Database Extra Driver
SQLite (built-in) sqlite3 (stdlib)
PostgreSQL [postgres] psycopg2-binary
MySQL / MariaDB [mysql] PyMySQL
ClickHouse [clickhouse] clickhouse-connect (HTTP/HTTPS) · clickhouse-driver (native TCP, optional)
Oracle Database [oracle] oracledb (thin mode — no Oracle Client needed)
SQL Server / Azure SQL [sqlserver] pymssql
Google Cloud Spanner [spanner] google-cloud-spanner

Quick Start

from data_dictionary_builder import MetadataExtractor, YAMLGenerator, DDHelper, ExecutionTimer

timer  = ExecutionTimer()
helper = DDHelper(".")      # creates models/, reports/json/, reports/pdf/

with timer.task("Extract"):
    with MetadataExtractor(
        db_type="postgres", host="localhost", port=5432,
        database="mydb", user="readonly", password="secret",
    ) as ext:
        db_meta = ext.extract_all_schemas(
            schema_filter=["public", "analytics"],
            parallel_workers=8,
        )

with timer.task("Generate YAML"):
    YAMLGenerator(output_dir=str(helper.models_dir)).generate_yaml_files(db_meta)

timer.summary()

CLI

# Show all commands and supported databases
ddgen --help

# Full module and API reference
ddgen features

# Check which connectors are installed
ddgen connectors

# Install a connector
ddgen install postgres
ddgen install clickhouse
ddgen install all

# Extract metadata and generate YAML in one step
ddgen extract --db-type postgres --host prod.db.io --database mydb --user readonly

# Compare two environments
ddgen compare --source-host prod.db.io --dest-host staging.db.io --source-database mydb

# Show library version and connector summary
ddgen info

# Show version number
ddgen --version

Schema Comparison

from data_dictionary_builder import SchemaComparator, DDHelper

helper = DDHelper(".")
report = SchemaComparator(
    source_config={"db_type": "postgres", "host": "prod-db", ...},
    destination_config={"db_type": "postgres", "host": "staging-db", ...},
).compare_and_generate_report("public", include_yaml_gaps=True)
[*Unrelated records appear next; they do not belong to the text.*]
PR #454, opened 2022-11-18
Enable gapless playback

kuviman:
Only when using symphonia

I have no idea why it is not the default

minimp3 still has the issue, it seems like there is a way fix minimp3 as well using minimp3-ex or something: https://github.com/lieff/minimp3/issues/63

json_path = helper.save_report(report)
pdf_path  = helper.compile_pdf(source_json=json_path)
helper.send_report_email(report=report, pdf_path=pdf_path, email_to="team@example.com")

Airflow Integration

DatabaseMetadata serialises to/from plain dicts for XCom:

@task
def extract():
    with MetadataExtractor(**config) as ext:
        return ext.extract_all_schemas(parallel_workers=8).to_dict()

@task
def generate_yaml(db_meta_dict):
    from data_dictionary_builder import DatabaseMetadata, YAMLGenerator
    YAMLGenerator("./models").generate_yaml_files(DatabaseMetadata.from_dict(db_meta_dict))

See tests/airflow_dag_example.py for a complete DAG.


Key Features

  • Parallel extractionThreadPoolExecutor with configurable workers; ClickHouse uses 2 queries and PostgreSQL uses 5 queries per schema regardless of table count
  • Dual ClickHouse transport — HTTP/HTTPS via clickhouse-connect (default) or native TCP via clickhouse-driver; auto-detected, with dynamic port defaults based on transport and TLS
  • Schema filtering — exact, glob, prefix, suffix, contains, regex — mix freely
  • Smart YAML merge — re-running never overwrites descriptions you've written by hand
  • YAML-aware gap detection — documentation coverage checks read from your existing YAML files, so descriptions you've added are always recognised
  • Cross-database comparison — compare any two database types; type aliases normalised before diffing
  • PDF reports — paginated, no row limits, table of contents (requires reportlab)
  • Email delivery — SMTP with env-var credential fallback; PDF attached automatically
  • ExecutionTimer — named task timing with a formatted summary table
  • Server mode — omit database to scan all databases on a MySQL, ClickHouse, or PostgreSQL server
  • Rich CLIddgen extract, ddgen compare, ddgen features (full API reference), ddgen connectors, ddgen install

Environment Variables

Set these in a .env file (see tests/.env.example) or in your shell:

# SMTP — used by DDHelper.send_report_email() when no credentials are passed explicitly
SMTP_HOST=smtp.gmail.com
SMTP_PORT=587
SMTP_USER=you@gmail.com
SMTP_PASSWORD=xxxx xxxx xxxx xxxx
EMAIL_TO=recipient@example.com

Documentation

Full user guide, API reference, and troubleshooting: DOCUMENTATION.md


License

MIT — free to use, modify, and distribute in personal and commercial projects.

Project details


Download files

Download the file for your platform. If you're not sure which to choose, learn more about installing packages.

Source Distribution

data_dictionary_builder-0.1.1.tar.gz (82.7 kB view details)

Uploaded Source

Built Distribution

If you're not sure about the file name format, learn more about wheel file names.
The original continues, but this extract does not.